Artificial Intelligence (AI), once the stuff of science fiction movies, now comes in many guises, from personal assistants in cell phones to individualized movie recommendations to drone-based pipeline inspections, to name just a few.

AI’s neural networks learn in much the same way as their biological counterparts, through example and repetition rather than the sequential logic of standard computer programming. They include massive concentrations of interconnected nodes, each representing the equivalent of a single neuron. In essence, every node can be thought of as an independent algorithm, exchanging data with its peers as the network gains intelligence and arrives at solutions.

In general, this process requires voluminous amounts of computing power to continually model the behavior of each node during each training cycle. All of which makes AI’s machine learning an ideal candidate for massive parallel processing. Massive parallelism once existed exclusively in the realm of supercomputers, but recent advances in chip technology allow it to now reside on a single IC substrate that integrates literally billions of transistors.

Each layer must be functionally verified before going on the advanced package die stack and may include up to 4000 test points called microbumps that lead to data paths, power supplies and ground. Microbump test points are positioned extremely close to each other, often within 45 µm.  And each presents a very small probe target, on the order of 25 µm.

Heat issues complicate this challenge.  At the wafer level, extremely large populations of test points generate substantial amounts of heat during probing operations. To prevent overloads that burn out probes and invalidate test results, heat levels must be continually monitored throughout the test cycle.

To meet these challenges, FormFactor has a new generation of wafer probe cards that can land on arrays of microbumps as small as 25 µm and can carry more than an amp of current without overheating and warping.

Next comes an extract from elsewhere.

PR #7745, opened 2023-10-13
Update trace logging to support Linux

stsoe:
Change how events are logged, the logger class is no longer needed for events, but may be used later for collecting stats.

On Linux trace point logging uses DTRACE events enabled via perf.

  • Apollo Probe Cards – Apollo vertical probe cards are suitable for area-array and perimeter-layout probing applications, including both flip chip and pre-bump or aluminum pad application. Apollo is the industry-leading flip chip probe card of choice for graphics processors, game console microprocessors, and automotive microcontrollers. Leveraging proprietary manufacturing technology, Apollo delivers excellent reliability and quality for multi-DUT testing, and technology scalability to address a broad range of testing requirements.
  • Kepler™ Probe Cards – Kepler vertical probe cards meet the challenges of large active area vertical probing. Kepler probe cards provide thermally stable vertical spring architecture to support a wide temperature—common to automotive testing. Kepler supports tight pad pitch, multiple pad rows and core pads allowing for probing on small pads with minimal pad damage. Kepler delivers stable electrical performance with a low, stable CRES.

As AI continues its migration into new generations of silicon, we’re committed to being there with wafer probe solutions that help make it possible.